4.3 Sensitivity analysis

Sensitivity analysis of the effect of the economic parameters on the ROI with ± 30% variation is shown in Fig. 5. The effect of the vanillin price on the ROI is opposite to that of the lignin price, TCI, and TPC. The desired ROI (15%/year) is indicated by a horizontal line. The greater the slope of the ROI, the greater the influence of a given parameter on the ROI [44]. The most influential factor affecting the ROI is the vanillin price, where a 10% price increase (from 20 to 22 $/kg) increases the ROI to 16%/year. The TPC has a greater influence on the ROI than the TCI, which suggests that the vanillin plant is production cost intensive rather than capital cost intensive.

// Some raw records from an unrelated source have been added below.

PR #5344, opened 2018-10-10
Fix gulp mac

sebavan:


sebavan:
Let s wait for the build before merging

PR #5345, opened 2018-10-10
fix Matrix.toNormalMatrix

barroij:
discussion here : https://github.com/BabylonJS/Babylon.js/pull/3706#discussion_r223988032


barroij:
@deltakosh here is the fix for the `toNormalMatrix ` implementation

PR #5347, opened 2018-10-10
Use the Matrix isIdentity cached value to speed up thing when possible

barroij:
This PR contains some kind of optimization  when we know that a matrix is Identity .

It also contain some code polishing


barroij:
will create another PR

PR #5702, opened 2019-01-08
Added InputsManager and keyboard bindings for FollowCamera.

mrdunk:
The `FollowCamera` currently has no `InputsManager`.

The 15%/year ROI can be achieved by reducing the TPC from 63 to 56 M$/year (11% reduction) or decreasing the TCI from 72 to 57 M$ (20% reduction). The ROI approaches 15%/year when the lignin price is close to 180 $/t (30% reduction).

Fig. 5
figure 5

Plot of sensitivity of ROI to economic parameters such as lignin and vanillin prices, TCI, and TPC

A large plant size is preferred with regard to economies of scale [41]. The effects of the plant size, in the range of 5–100 t/h of Kraft lignin, on the ROI and PBP are shown in Fig. 6. The ROI trend is opposite to that of the PBP, as presented in Eqs. (10) and (11). The plant size of 20 t/h Kraft lignin provides an ROI over 15%/year and a PBP of approximately 5 years.

Fig. 6
figure 6

Effect of plant size (5, 10, 20, 50, and 100 t/h Kraft lignin) on ROI and PBP

5 Conclusion

This study presented a conceptual design for vanillin production from Kraft lignin in a 10 t/h plant. Vanillin produced from the alkaline oxidation of lignin was recovered via ultrafiltration, chromatographic separation, and crystallization, where the overall recovery based on the feed lignin was 5.2%. Alkali regeneration and wastewater treatment were fully taken into account. The energy consumption was reduced via heat integration over the entire plant. The ROI and PBP were 10.1%/year and 8.0 years. The ROI can exceed 15%/year for a plant using 20 t/h Kraft lignin, which makes the vanillin plant economically feasible. The proposed vanillin production plant may be applicable to the pulping processes having the recovery boiler and wastewater treatment unit, saving the capital cost.